Wiederaufbau mit den Schwingerkönigen
Um auf andere Gedanken zu kommen, arbeitet Kohler nach dieser miesen Prognose im Büro der väterlichen Auto-Garage. Die Hoffnung auf ein sportliches Happy End gibt er aber nie auf. Und schliesslich findet er die Lösung für sein Problem im Dunstkreis der Schwingerkönige Matthias Glarner und Kilian Wenger. «Kilä» und «Mättel» vertrauen im Kraft- und Konditionsbereich seit Jahren auf die Methoden von Roland Fuchs, gemeinsam haben sie in Wilderswil ein Trainingszentrum aufgebaut. Nun hat dieser besonders schlaue Fuchs auch Marco Kohler wieder auf die Beine geholfen.

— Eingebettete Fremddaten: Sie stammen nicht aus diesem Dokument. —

PR #621, opened 2023-07-26
Get benchmarks running correctly

olafurpg:
Previously, the benchmarks were crashing because they accessed classes that are shaded. This commit fixes the problem by moving a public member of a shaded class to another class that is not shaded.

### Test plan

n/a. We don't test the benchmarks in CI because they are too slow to run.


olafurpg:
> tests.MillBuildToolSuite

These tests failed due to a seeming flake. Will restart once CI is done with other jobs

keynmol (approved):
Confirmed that this fixes benchmarks locally.
Will follow up with a simple CI setup in a separate PR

«Roli hat schnell die perfekte Trainingsform für mein lädiertes Knie gefunden. Zudem hat es mir sehr gutgetan, dass ich das Konditions- und das Rumpftraining nicht mehr alleine, sondern mit einigen Schwingern absolvieren konnte. Das hat mich enorm inspiriert.»
Super-Freund Odermatt
Als gewinnbringend entpuppt sich in dieser Phase aber auch die Freundschaft mit Odermatt. «Obwohl Marco im Weltcup komplett durch die Decke gegangen ist, war er in jeder Lebenslage für mich da. Als er sich mit Roman Josi und Mark Streit in Interlaken für eine Runde Golf verabredet hat, hat er mich mitgenommen, weil er gewusst hat, dass er mir als begeisterter Eishockey-Fan mit dieser Begegnung eine riesige Freude macht. Und natürlich hat er mir bei meinem Comeback enorm geholfen, indem er mir jedes Detail über das neue Material verraten hat.»
Das alles hat dazu geführt, dass sich Kohler im letzten Winter mit dem Abfahrts-Gesamtsieg im Europacup einen Fix-Platz in diesem Weltcup-Winter erkämpfte. Und nun löst sein erster Top-10-Rang auf der höchsten Stufe eben auch bei den Odermatts die ganz grossen Gefühle aus. «Ich freue mich riesig über den dritten Rang von unserem Marco. Aber weil ich weiss, wie weit unten der Kohler Marco war, berührt mich sein achter Rang emotional noch mehr», gesteht Odermatts Vater Walti, der die verkürzte Gröden-Abfahrt gemeinsam mit Kohlers Vater Melchior auf der Fan-Tribüne verfolgt hat.